Exploring the Biochemical Mechanisms of Fluoroquinolone Compounds against Tuberculosis by Utilizing Molecular Docking and Quantitative Structure-amino Acid Relationship

Background: Tuberculosis (TB) is an infectious disease caused by Mycobacterium tuberculosis (Mtb). It is one of the leading causes of death of 1.5 million people each year. TB can be treated by directly observed treatment short course (DOTS), but due to multidrug-resistant (MDR) and extensively drug-resistant (XDR) tuberculosis, consequences can be devastating if the single DOTS dose is missed by the patient. MDR and XDR-TB require much more attention and time to control the infection. The longer period of tuberculosis treatment has side effects and it is expensive. Objectives: This alarming condition demands the development of novel processes to diagnose the disease in its early stage as well as to produce more promising antimicrobial chemotherapeutics. The current study aimed to explore molecular mechanisms involving docking simulation-based quantitative structureamino acid relationship (QSAAR) in order to have a better understanding of the interactions between the fluoroquinolones and Mtb DNA gyrase. Methods: In this study, 24 fluoroquinolone (FQ) compounds present in the literature were selected and docked against the Mtb DNA gyrase.
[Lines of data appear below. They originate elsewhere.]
PR #4070, opened 2020-09-02
[luci] Make luci::Importer accept files

s-barannikov:
This reduces amount of boilerplate code needed to load a model from file before passing to luci::Importer.


s-barannikov:
@seanshpark What do you think of it?

seanshpark:
Code is reduced: this is good :)
Actually importer was implemented as-is for not having file related codes inside.
I wanted to separate import itself and where to import from: just interface to access graphs(?)
So I'm not confident with the changes -_-;

seanshpark:
> What if I add the new file-based interface while keeping existing one ....

Is there any needs in SRR or by you for the changes?

PR #4085, opened 2020-09-04
[luci] Test for concat qparam propagation

jinevening:
This is a test for concat qparam propagation

---
Related to #4004 Draft PR #4029

### DIFF
--- a/compiler/luci/pass/src/PropagateConcatenationQparamPass.test.cpp
+++ b/compiler/luci/pass/src/PropagateConcatenationQparamPass.test.cpp
@@ -1,0 +1,224 @@
+/*
+ * Copyright (c) 2020 Samsung Electronics Co., Ltd. All Rights Reserved
+ *
+ * Licensed under the Apache License, Version 2.0 (the "License");
+ * you may not use this file except in compliance with the License.
+ * You may obtain a copy of the License at
+ *
+ *    http://www.apache.org/licenses/LICENSE-2.0
+ *
+ * Unless required by applicable law or agreed to in writing, software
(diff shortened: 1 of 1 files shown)


seanshpark (approved):
LGTM

compiler/luci/pass/src/PropagateConcatenationQparamPass.test.cpp
```diff
@@ -0,0 +1,224 @@
...
+
+    concat_node.values(0, &input_1);
+    concat_node.values(1, &input_2);
+
+    addQuantParam(concat_node, {3.14}, {77});
+    addQuantParam(input_1, {1.0}, {1});
+    addQuantParam(input_2, {2.0}, {2});
+  }
+
+  ~SimpleConcatGraph()
```
s-barannikov, line 57: Is it necessary to define the destructor and explicitly reset the pointers?

s-barannikov (approved):

compiler/luci/pass/src/PropagateConcatenationQparamPass.test.cpp
jinevening: Yes. If `input_1` or `input_2` is used by `concat_node` when the destructor is called, the below assertion occurs in `loco/src/IR/Node.cpp`.

```cpp
Node::~Node()
{
  // To detect dangling references
  assert(_uses.size() == 0);
}
```

s-barannikov: I see. This is probably because the nodes are not linked to Graph inputs / outputs.

PR #4088, opened 2020-09-04
[onert] Log subgraph calls during execution

wateret:
Log subgraph calls during execution so we can trace the execution stack.


ragmani (approved):
LGTM

PR #4089, opened 2020-09-04
[compiler] bump version to 1.10.0

seanshpark:
This will revise vconone version to 1.10.0


mhs4670go (approved):
LGTM

PR #4091, opened 2020-09-04
[nnfwapi] Log cond subgraph call of While op

wateret:
cond subgraph call logging was missing.


chunseoklee (approved):

ragmani (approved):
LGTM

Further, the relationship between the minimum inhibitory concentration of the compounds and interacting amino acids was assessed using QSAAR. Results: The study has established a novel method of formulating a quantitative structure-amino acid relationship. A significant correlation (R-value=0.829) between biological activity and the docked amino acid residues responsible for producing anti-tubercular activities has been obtained. Conclusion: The predicted residues captured in the developed model have been explored to report the Mtb virulence.